The Security Council extended the mandate of the United Nations Mission in Liberia (UNMIL) for another year, urging the Government to develop effective security agencies in a country where 150,000 people, mostly civilians, were killed in a civil war that ended a decade ago.
“Long-term stability will require the Government of Liberia to develop and sustain a self-sufficient, capable, and competent security sector to build the confidence of all Liberians,” the 15-member body said in a unanimously adopted resolution.
It endorsed the continued drawdown of the mission’s military component agreed upon last year by a further 1,129 personnel by next September, with the goal of leaving UNMIL’s military strength at some 3,750 personnel by July 2015.
As of last July there were 5,757 UN peacekeeping troops in the West African country, where the world body has played a major role in restoring stability and democracy.
At the height of its operations, which began in 2003, UNMIL totalled more than 15,000 troops and well over 1,000 police personnel, and helped oversee two series of democratic elections after more than a decade of civil war which, beyond the death toll, drove 850,000 refugees into neighbouring countries, displaced scores of thousands more internally and inflicted untold damage on the nation’s infrastructure.

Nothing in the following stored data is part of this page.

PR #7209, opened 2026-08-20
#7175: track pipe and compact-tuple bindings for all-or-nothing rule

### LINKED ISSUE #7175: All-or-nothing binding rule is not applied to pipe and compact-tuple argument groups
## What happens

`Bindings.tracksBindings` (`eo-parser/src/main/java/org/eolang/parser/Bindings.java:128`) lists four kinds:

```java
private static boolean tracksBindings(final Kind kind) {
    return kind == Kind.HEAD || kind == Kind.HMETHOD
        || kind == Kind.VAPPLICATION || kind == Kind.IDENTITY_OBJECT;
}
```

`PIPE_APPLICATION` and `COMPACT_TUPLE` are not there, so `observeChild` (`Bindings.java:117`) never observes their vertical children and the all-or-nothing rule is never checked for them.

A pipe group with one bound and one unbound argument is accepted:

```
[] > app
  [x y] > add
    x.plus y > @
  | >>
    "hello":foo
    42
```

```xml
<o base="ξ.add" pipe="" name="a🌵4-2">
  <o as="foo" base="Φ.string" .../>
  <o as="α0"  base="Φ.number" .../>
</o>
```

So is a compact tuple:

```
[] > main
  sprintf *1 > r
    1:a
    2
```

The same mistake under a plain head is caught:

```
[] > main
  add > r
    1:a
    2
```

gives `[4:4] error: 'argument bindings must be all-or-nothing'`.

## What should happen

R-6.6.2 governs "a same-indent group of application arguments", and R-3.14.6 says of the pipe explicitly: "All-or-nothing inline binding (§6.6) applies to the argument group." A compact tuple's children are application arguments too (R-3.9.2). Both should be rejected at the first divergent child, the way a head is, which means adding the two kinds to `tracksBindings`.

morphqdd:
`Bindings.tracksBindings` listed `HEAD`, `HMETHOD`, `VAPPLICATION`, and `IDENTITY_OBJECT`, so `observeChild` never observed vertical children of a pipe group or a compact tuple, and the all-or-nothing rule (R-6.6.2) was never checked for them.

```
[] > app
  [x y] > add
    x.plus y > @
  | >>
    "hello":foo
    42
```

parsed without error even though one argument is bound and the other is not. A plain application head catches this exact mix.

R-3.14.6 says the all-or-nothing rule applies to a pipe's argument group explicitly, and R-3.9.2 says a compact tuple's children are application arguments too. Added `PIPE_APPLICATION` and `COMPACT_TUPLE` to `tracksBindings`.

Fixes #7175

### DIFF
--- a/eo-parser/src/main/java/org/eolang/parser/Bindings.java
+++ b/eo-parser/src/main/java/org/eolang/parser/Bindings.java
@@ -4,7 +4,9 @@
  */
 package org.eolang.parser;
 
+import java.util.EnumSet;
 import java.util.List;
+import java.util.Set;
 
 /**
  * Cross-argument inline-binding validation — §6.6 of the spec.
@@ -22,6 +24,15 @@ import java.util.List;
  * @since 0.1
  */
 final class Bindings {
+
+    /**
+     * The parent kinds whose deeper children are application arguments,
+     * so the all-or-nothing rule of R-6.6.2 governs the group they form.
+     */
+    private static final Set<Kind> TRACKED = EnumSet.of(
+        Kind.HEAD, Kind.HMETHOD, Kind.VAPPLICATION, Kind.IDENTITY_OBJECT,
+        Kind.PIPE_APPLICATION, Kind.COMPACT_TUPLE
+    );
 
     /**
      * No instances.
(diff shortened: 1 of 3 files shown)


0crat:
@morphqdd Thanks for the contribution! You've earned +16 points. Please, [keep](https://www.yegor256.com/2018/03/06/speed-vs-quality.html) them coming. Your running score is [+5371](https://www.eolang.org/zerocracy/objectionary-vitals.html); don't forget to check your [Zerocracy account](https://www.zerocracy.com/) too).

PR #7210, opened 2026-08-20
#7176: stop a one-byte chunk from triggering BYTES continuation merge

### LINKED ISSUE #7176: A one-byte chunk continues a multi-line `BYTES` literal, which R-3.13.1 forbids
## What happens

`Eo.mergeBytesContinuation` decides whether to keep merging from `next.body().endsWith("-")` alone (`eo-parser/src/main/java/org/eolang/parser/Eo.java:224`), plus a check that the line is bytes only. It never re-applies the two-byte condition that `isBytesContinuation` (`Eo.java:248`, `length() >= 6`) applies to the opening chunk.

```
[] > foo
  size. > @
    CA-FE-
    BE-
    BE-BE
```

parses without a word into one literal:

```xml
<o base=".size" line="2" name="φ">
  <o base="Φ.bytes" line="3" pos="4"><o as="α0">CA-FE-BE-BE-BE</o></o>
</o>
```

## What should happen

R-3.13.1 says a one-byte chunk is "always complete on its own line" and that "the trailing `-` signalling continuation requires a chunk of at least two bytes; a one-byte chunk cannot trigger continuation". So the token has to stop at `BE-`, which leaves `CA-FE-BE-` with a dangling continuation dash - the error `Tokens.readPairs` already raises for that shape after #6566 - and `BE-BE` is a line of its own. Today the user silently gets a five-byte value where the rules give an error and a different program.

This is not #6295 (a named final chunk) nor #7076 (a trailing space).

morphqdd:
`Eo.mergeBytesContinuation` decided whether to keep merging a chunk into the multi-line BYTES literal from `trimmed.endsWith("-")` alone, without re-applying the two-byte minimum that `isBytesContinuation` already enforces for the opening chunk.

```
[] > foo
  size. > @
    CA-FE-
    BE-
    BE-BE
```

merged all three lines into one five-byte literal, silently dropping a byte from what was written.

R-3.13.1 says a one-byte chunk is always complete on its own line and its trailing dash cannot trigger continuation. Reusing `isBytesContinuation` in the merge loop stops the merge after `BE-`, leaving `CA-FE-BE-` with a dangling continuation dash, which `Tokens.readPairs` already rejects (the error added for #6566), and `BE-BE` becomes its own line.

Fixes #7176

### DIFF
--- a/eo-parser/src/main/java/org/eolang/parser/Eo.java
+++ b/eo-parser/src/main/java/org/eolang/parser/Eo.java
@@ -189,7 +189,7 @@ final class Eo implements Iterable<Directive> {
             }
             body.append(trimmed);
             idx = idx + 1;
-            if (!trimmed.endsWith("-")) {
+            if (!Eo.isBytesContinuation(trimmed)) {
                 break;
             }
         }
--- a/eo-parser/src/test/resources/org/eolang/parser/eo-syntax/one-byte-chunk-does-not-continue-bytes.yaml
+++ b/eo-parser/src/test/resources/org/eolang/parser/eo-syntax/one-byte-chunk-does-not-continue-bytes.yaml
@@ -1,0 +1,15 @@
+# SPDX-FileCopyrightText: Copyright (c) 2016-2026 Objectionary.com
+# SPDX-License-Identifier: MIT
+---
+# yamllint disable rule:line-length
+# #7176: R-3.13.1 says a one-byte chunk is complete on its own line and cannot
+# continue a bytes literal, so the merge stops at `BE-` and the token that was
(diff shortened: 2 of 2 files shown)


0crat:
@morphqdd Thanks for the contribution! You've earned +12 points for this: +16 as a basis; -4 for too few (17) hits-of-code. Please, [keep](https://www.yegor256.com/2018/03/06/speed-vs-quality.html) them coming. Your running score is [+5383](https://www.eolang.org/zerocracy/objectionary-vitals.html); don't forget to check your [Zerocracy account](https://www.zerocracy.com/) too).

PR #7213, opened 2026-08-20
#7177: return one empty string for an empty text in nsplit

### LINKED ISSUE #7177: `string.nsplit` incorrectly returns empty tuple for an empty text unlike `string.split`
## What happens

`string.nsplit` short-circuits an empty text into an empty tuple. `eo-runtime/src/main/eo/string/nsplit.eo:29`:

```
    if.
      text.size.eq 0
      *
```

so `"".nsplit "-" 3` is a tuple of length 0. Its sibling does the opposite - `split.eo:17`:

```
      eq.
        size. >> len!
          text >> bts!
        0
      * ""
```

so `"".split "-"` is `* ""`, one element. Java agrees with `split`: `"".split("-", 3)` is `[""]`.

Even `"".nsplit "-" 1` cannot reach the `1.eq limit` branch on line 33, because the empty-text branch is tested first, so it does not return `* text` either.

## What should happen

`"".nsplit "-" 3` should return `* ""`, the same one-element tuple `split` gives, since the whole text is one (empty) part.

This is #6597 - "`string.split` returns an empty tuple for an empty text instead of one empty string" - applied to `split` only; `nsplit` kept the old behaviour. `split.eo` has the test `can-split-an-empty-text-into-one-empty-string`; `nsplit.eo` has no empty-text test at all. Its own comment (`nsplit.eo:5`) says it behaves "the same way `split` behaves".

morphqdd:
`string.nsplit` short-circuited an empty text into an empty tuple before checking the limit, so `"".nsplit "-" 3` returned a tuple of length 0. Its sibling `string.split` returns `* ""`, a one-element tuple, for the same input (fixed in #6597), and `nsplit`'s own docblock says it behaves the same way `split` does.

Removed the empty-text special case. With it gone, `1.eq limit` and the `rec-nsplit` recursion already produce the right one-element result for an empty text on their own: the base case (`^.text.size.eq current`) is true from the first call, so it returns the accumulator with one empty string appended, matching `split`.

Added `can-nsplit-an-empty-text-into-one-empty-string`, mirroring `split.eo`'s existing `can-split-an-empty-text-into-one-empty-string`.

Fixes #7177

### DIFF
--- a/eo-runtime/src/main/eo/string/nsplit.eo
+++ b/eo-runtime/src/main/eo/string/nsplit.eo
@@ -27,60 +27,63 @@
         "Invalid limit %d for nsplit, must be at least 1".printf
           * limit
     if.
-      text.size.eq 0
-      *
-      if.
-        1.eq limit
-        * text
-        [accum start current count] >> rec-nsplit
-          if. > @
-            ^.text.size.eq current
-            appended
+      1.eq limit
+      * text
+      [accum start current count] >> rec-nsplit
+        if. > @
+          ^.text.size.eq current
+          appended
+          if.
+            or.
+              size.eq 0
+              gt.
+                current.plus size
+                ^.text.size
+            ^.rec-nsplit
+              accum
+              start
+              as-number.
+                current.plus 1
+              count
             if.
-              or.
-                size.eq 0
-                gt.
+              and.
+                ^.delimiter.eq
+                  bts.slice current size
+                lt.
+                  number count
+                  minus. (number ^.limit) 1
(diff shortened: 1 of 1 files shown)


0crat:
@morphqdd Thanks for the contribution! You've earned +16 points. Please, [keep](https://www.yegor256.com/2018/03/06/speed-vs-quality.html) them coming. Your running score is [+5399](https://www.eolang.org/zerocracy/objectionary-vitals.html); don't forget to check your [Zerocracy account](https://www.zerocracy.com/) too).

While welcoming overall progress towards restoring peace, security, and stability, today’s resolution, which maintained the current authorized strength of UNMIL’s police component at 1,795 personnel, including 10 formed police units, noted the continuing problems with violent crime and sexual and gender-based violence.
“Women and girls in Liberia continue to face a high incidence of sexual and gender-based violence,” it declared, calling on the Government to continue to combat sexual violence, particularly against children, and in coordination with UNMIL, to continue to fight impunity for perpetrators of such crimes and provide redress, support, and protection to victims.
The resolution also called on the Governments of Côte d’Ivoire and Liberia to further enhance their cooperation over their joint border, scene of recent violence, by increased monitoring, information sharing and coordinated actions, and implementing a shared border strategy to support the disarmament and repatriation of foreign armed elements on both sides of the border and the voluntary return of refugees in safety and dignity.
Other clauses called for an ongoing battle against corruption, promotion of transparency, good governance, human rights and reconciliation, participation of women in conflict prevention and peacebuilding, and security and rule of law organs that are fully and independently operational.